__Task to complete__. What lines of the data below hold "ArgumentCaptor"? Show them.

__Records excerpted from a collection__.
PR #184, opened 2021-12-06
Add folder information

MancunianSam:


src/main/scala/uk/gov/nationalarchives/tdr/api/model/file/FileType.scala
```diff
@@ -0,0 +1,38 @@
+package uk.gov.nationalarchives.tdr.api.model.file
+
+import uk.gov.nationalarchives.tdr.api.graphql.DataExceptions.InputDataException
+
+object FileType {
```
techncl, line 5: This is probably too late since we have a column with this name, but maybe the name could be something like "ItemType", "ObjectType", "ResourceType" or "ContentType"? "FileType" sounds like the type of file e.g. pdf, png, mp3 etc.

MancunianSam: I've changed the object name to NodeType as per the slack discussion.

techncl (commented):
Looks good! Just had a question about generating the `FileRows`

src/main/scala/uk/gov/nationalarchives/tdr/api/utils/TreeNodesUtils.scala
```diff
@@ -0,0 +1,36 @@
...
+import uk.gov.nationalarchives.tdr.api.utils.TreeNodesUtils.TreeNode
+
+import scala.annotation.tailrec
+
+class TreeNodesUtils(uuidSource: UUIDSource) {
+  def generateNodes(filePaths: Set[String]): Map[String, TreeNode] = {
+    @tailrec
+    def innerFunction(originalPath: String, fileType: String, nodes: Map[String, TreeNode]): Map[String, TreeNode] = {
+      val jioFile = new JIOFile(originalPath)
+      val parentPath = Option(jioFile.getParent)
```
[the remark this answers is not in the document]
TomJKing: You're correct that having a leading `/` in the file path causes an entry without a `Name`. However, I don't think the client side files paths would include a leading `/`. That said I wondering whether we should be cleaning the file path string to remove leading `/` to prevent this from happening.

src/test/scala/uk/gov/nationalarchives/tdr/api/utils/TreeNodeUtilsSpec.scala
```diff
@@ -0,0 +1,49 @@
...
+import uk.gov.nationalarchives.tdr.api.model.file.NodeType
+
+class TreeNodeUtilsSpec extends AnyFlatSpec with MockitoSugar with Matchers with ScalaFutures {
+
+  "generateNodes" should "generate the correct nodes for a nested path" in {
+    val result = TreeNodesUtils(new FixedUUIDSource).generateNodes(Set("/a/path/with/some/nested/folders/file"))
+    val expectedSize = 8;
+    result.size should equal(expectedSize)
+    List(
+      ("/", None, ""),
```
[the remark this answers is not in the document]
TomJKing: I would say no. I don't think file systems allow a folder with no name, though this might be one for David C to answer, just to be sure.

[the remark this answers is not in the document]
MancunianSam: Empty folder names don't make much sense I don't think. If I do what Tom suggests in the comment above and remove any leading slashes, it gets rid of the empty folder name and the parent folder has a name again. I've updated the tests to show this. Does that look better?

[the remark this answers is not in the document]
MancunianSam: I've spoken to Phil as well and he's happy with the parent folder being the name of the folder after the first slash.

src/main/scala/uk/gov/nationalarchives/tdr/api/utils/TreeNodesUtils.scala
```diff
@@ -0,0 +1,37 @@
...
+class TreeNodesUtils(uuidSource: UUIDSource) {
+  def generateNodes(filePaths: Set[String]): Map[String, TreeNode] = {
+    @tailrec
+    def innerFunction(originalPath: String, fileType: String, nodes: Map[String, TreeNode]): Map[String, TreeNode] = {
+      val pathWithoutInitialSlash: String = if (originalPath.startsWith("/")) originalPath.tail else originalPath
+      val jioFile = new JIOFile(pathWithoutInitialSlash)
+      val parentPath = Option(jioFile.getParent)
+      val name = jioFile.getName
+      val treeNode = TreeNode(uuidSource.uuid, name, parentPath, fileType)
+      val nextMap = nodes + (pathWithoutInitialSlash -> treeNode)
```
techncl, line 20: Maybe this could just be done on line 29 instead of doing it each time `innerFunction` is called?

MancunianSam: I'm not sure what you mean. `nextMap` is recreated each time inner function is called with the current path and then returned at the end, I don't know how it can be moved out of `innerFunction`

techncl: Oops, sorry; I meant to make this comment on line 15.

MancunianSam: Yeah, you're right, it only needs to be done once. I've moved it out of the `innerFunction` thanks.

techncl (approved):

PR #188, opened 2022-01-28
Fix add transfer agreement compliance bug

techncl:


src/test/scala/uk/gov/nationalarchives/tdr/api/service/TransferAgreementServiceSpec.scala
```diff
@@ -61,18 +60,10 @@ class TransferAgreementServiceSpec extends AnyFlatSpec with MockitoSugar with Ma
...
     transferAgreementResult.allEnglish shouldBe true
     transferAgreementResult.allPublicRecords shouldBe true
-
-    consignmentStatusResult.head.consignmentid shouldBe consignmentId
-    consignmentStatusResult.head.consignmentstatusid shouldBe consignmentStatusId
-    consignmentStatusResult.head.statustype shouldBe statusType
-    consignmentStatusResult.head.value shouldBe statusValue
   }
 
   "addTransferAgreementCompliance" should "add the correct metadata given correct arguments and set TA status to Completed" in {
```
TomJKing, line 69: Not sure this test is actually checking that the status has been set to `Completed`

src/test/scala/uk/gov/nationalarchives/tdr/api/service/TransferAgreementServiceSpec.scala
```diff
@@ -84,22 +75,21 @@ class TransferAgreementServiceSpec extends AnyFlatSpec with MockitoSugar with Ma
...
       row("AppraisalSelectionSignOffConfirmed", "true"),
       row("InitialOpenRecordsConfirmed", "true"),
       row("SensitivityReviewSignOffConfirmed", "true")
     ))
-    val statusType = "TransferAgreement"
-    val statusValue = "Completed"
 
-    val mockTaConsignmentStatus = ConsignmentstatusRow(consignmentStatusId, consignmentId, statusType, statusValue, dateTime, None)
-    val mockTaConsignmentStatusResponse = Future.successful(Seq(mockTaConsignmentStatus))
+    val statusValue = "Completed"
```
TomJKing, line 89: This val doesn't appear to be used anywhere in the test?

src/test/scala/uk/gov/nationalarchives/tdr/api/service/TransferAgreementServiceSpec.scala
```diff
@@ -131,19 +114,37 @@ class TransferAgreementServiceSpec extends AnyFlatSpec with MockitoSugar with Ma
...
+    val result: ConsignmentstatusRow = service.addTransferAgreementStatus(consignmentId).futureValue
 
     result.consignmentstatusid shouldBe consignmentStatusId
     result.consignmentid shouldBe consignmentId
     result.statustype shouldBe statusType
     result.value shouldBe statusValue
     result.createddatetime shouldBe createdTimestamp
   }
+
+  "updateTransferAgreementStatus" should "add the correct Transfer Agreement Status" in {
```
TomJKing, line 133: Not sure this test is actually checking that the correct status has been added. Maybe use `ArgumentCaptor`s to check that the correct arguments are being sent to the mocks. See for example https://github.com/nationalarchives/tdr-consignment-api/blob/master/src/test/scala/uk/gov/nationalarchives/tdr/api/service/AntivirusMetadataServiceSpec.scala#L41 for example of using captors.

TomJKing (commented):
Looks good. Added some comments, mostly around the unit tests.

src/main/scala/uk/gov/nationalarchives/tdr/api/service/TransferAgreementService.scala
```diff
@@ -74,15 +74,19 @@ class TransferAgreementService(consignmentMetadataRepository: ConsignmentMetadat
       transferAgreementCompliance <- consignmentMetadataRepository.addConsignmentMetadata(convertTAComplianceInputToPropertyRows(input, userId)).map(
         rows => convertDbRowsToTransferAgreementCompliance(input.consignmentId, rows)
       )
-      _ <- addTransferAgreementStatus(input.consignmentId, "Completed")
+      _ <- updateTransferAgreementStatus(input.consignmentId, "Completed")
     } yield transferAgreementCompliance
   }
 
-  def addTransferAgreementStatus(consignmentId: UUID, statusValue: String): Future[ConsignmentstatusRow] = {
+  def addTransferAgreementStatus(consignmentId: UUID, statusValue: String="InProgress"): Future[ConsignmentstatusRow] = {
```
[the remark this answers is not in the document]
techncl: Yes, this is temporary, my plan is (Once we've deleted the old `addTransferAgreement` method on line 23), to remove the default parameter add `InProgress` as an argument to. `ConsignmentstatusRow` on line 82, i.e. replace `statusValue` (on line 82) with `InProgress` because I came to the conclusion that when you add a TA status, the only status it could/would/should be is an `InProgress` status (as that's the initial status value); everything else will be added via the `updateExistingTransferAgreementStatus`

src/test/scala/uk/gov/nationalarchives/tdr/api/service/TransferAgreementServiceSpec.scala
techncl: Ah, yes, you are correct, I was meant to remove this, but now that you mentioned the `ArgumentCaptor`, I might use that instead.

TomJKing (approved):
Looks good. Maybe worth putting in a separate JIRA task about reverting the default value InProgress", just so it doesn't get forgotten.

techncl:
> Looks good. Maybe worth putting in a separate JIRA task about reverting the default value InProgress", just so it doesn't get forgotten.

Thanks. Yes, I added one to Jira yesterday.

__Finished task__.
TomJKing, line 133: Not sure this test is actually checking that the correct status has been added. Maybe use `ArgumentCaptor`s to check that the correct arguments are being sent to the mocks. See for example https://github.com/nationalarchives/tdr-consignment-api/blob/master/src/test/scala/uk/gov/nationalarchives/tdr/api/service/AntivirusMetadataServiceSpec.scala#L41 for example of using captors.
techncl: Ah, yes, you are correct, I was meant to remove this, but now that you mentioned the `ArgumentCaptor`, I might use that instead.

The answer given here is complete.